I have made a simple naive retrieval-augmented generation (RAG) application created to respond to queries about based on facts about cats in a text file. Go to the Github repo for instructions on running the project or even contributing to it if you have cool ideas. You may embarrass me for mistakes 😁 This is level 1/100 in my deep learning journey.
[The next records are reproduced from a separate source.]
PR #1076, opened 2021-08-08
feat: add failing validator name to context errors

### LINKED ISSUE #1030: How to get failed error type
Hi i'm trying to get the error type failed to validate:

This is what o have when validation fail but i want to know what kind of fail was. like: required or maxlength etc.
{
    value: undefined,
    msg: 'Invalid value',
    param: 'lname',
    location: 'body'
  }

I need something like this:

{
    value: undefined,
    msg: 'Invalid value',
    param: 'lname',
    location: 'body',
    king: 'required'
  }

fedeci:
## Description
Closes #1030 

## To-do list

### DIFF
--- a/src/middlewares/schema.spec.ts
+++ b/src/middlewares/schema.spec.ts
@@ -113,6 +113,22 @@ describe('on each field', () => {
     );
   });
 
+  it('halts chain execution if "if" statement resolves to false', async () => {
+    const schema = checkSchema({
+      foo: {
+        isEmpty: {
+          if: (value: any) => {
+            return value !== '';
+          },
+        },
+      },
+    });
+
+    const { context } = await schema[0].run({ query: { foo: '' } });
+
+    expect(context.errors).toHaveLength(0);
+  });
+
   it('sets error message', () => {
     const chain = checkSchema({
       foo: {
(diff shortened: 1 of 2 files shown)


src/context-items/custom-validation.ts
```diff
@@ -17,14 +17,19 @@ export class CustomValidation implements ContextItem {
       // A promise that was resolved only adds an error if negated.
       // Otherwise it always suceeds
       if ((!isPromise && failed) || (isPromise && this.negated)) {
-        context.addError(this.message, value, meta);
+        context.addError(this.message, value, meta, 'customValidator');
```
gustavohenke, line 20: How satisfied are you with `customValidator` here? 🤔

gustavohenke (commented):
This will be a breaking change - which to avoid we should implement behind a setting.

Do you think there are any use cases other than making the default error message more useful?

I'm worried of introducing a way for hackers to tell exactly which implementation can be exploited to get through any HTTP call.

Also, extra download weight that may not be necessary to many.

src/context-items/custom-validation.ts
fedeci: No idea of how to improve🤔, maybe `.name` fallbacking to `'customValidator'`?

fedeci:
Why a breaking change? We are not radically changing an existing feature, but adding a new one.

Probably making it opt-in as part of `validationResult` custom formatters is better.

There’s a long way to go and I absolutely love the uphill climb.

PROJECT GOALS

The primary goals for this project were:

  1. Build without frameworks to learn the underlying mechanisms behind powering a RAG project. Abstractions will get in the way of my learning now. This will allow me to build a lot of divergent pathways in my brain around RAG.
  2. Make the project sufficiently modular so that the fundamental building blocks of the project can be tested in isolation and improved upon.
  3. Use as less cloud services as possible to learn how to build RAG apps on a local server.

BUILDING BLOCKS OF THE PROJECT

All RAG applications have broadly these fundamental building blocks - Data pipeline, Knowledge representation, Context/knowledge retrieval and Language generation. What you see below are my implementations of the blocks in this project.

  1. Data layer - storing data on cat facts in a postgres database on Supabase and using pgvector as a vector extension in postgres to store vector embeddings
  2. Knowledge representation - Indexing fixed-size chunks with a local Ollama embedding model mxbai-embed-large:latest and storing the embeddings in my postgres database table
  3. Retrieval layer - basic cosine similarity search with top-n ranking
  4. Generation layer - generation with a local Ollama embedding model gemma3:4b with simple system and user prompts

PROVENANCE

The previous version of this project had the following implementations of the building blocks mentioned above:

  1. Data layer - local text file and an in-memory Python tuple to store vector embeddings
  2. Knowledge representation - Indexing fixed-size chunks with a local Ollama embedding model mxbai-embed-large:latest
  3. Retrieval layer - basic cosine similarity search with top-n ranking
  4. Generation layer - generation with a local Ollama embedding model gemma3:4b with simple system and user prompts

RAG TESTING FRAMEWORK

RAG EVALUATION

We can view RAG evaluation as a tuple of “what is being evaluated?” vs “what is it being evaluated against?“. There are different dimensions of this evaluation routine, written as separate evaluators. An LLM (Ollama ‘gemma3:4b’) was used as a judge for assessments. In this application, you can see for yourself how effective it was or not.

  1. Correctness - Response vs Reference answer (how accurate the response is, agnostic of context) Goal: Measure “how similar/correct is the RAG chain answer relative to a ground-truth answer”
  2. Relevance - Response vs Input Goal: Measure “how well does the RAG chain answer address the input question”
  3. Groundedness - Response vs retrieved docs Goal: Measure “to what extent does the generated response agree with the retrieved context”
  4. Retrieval Relevance - Retrieved docs vs input Goal: Measure “how relevant are my retrieved docs/results for this query
  5. Context recall - Retrieved docs vs Reference docs: Measure “how many of the correct docs are retrieved as context”

evaluating a RAG bot

NEXT STEPS

  1. Add more examples to better test the full scope of the application.
  2. Improve context recall by testing different embedding strategies (maybe make embedding modular so that I can swap in and out different embedding methods and test them in isolation while controlling other variables)
  3. Latency measurement (now it takes way too long to generate locally on my machine, want to see if I can bring the time down)
  4. Throughput measurement (want to measure how many responses per unit time this application can handle)
  5. Build my own custom RAG tests dashboard
  6. This application produces inconsistent responses which also contain some hallucinations in the generation phase. I need to have better parameters for more determinism (ex - lower temperature, fixed seed values, etc). The prompt instruction plays the biggest role in deterministic answers. I need to come up with a super strong template.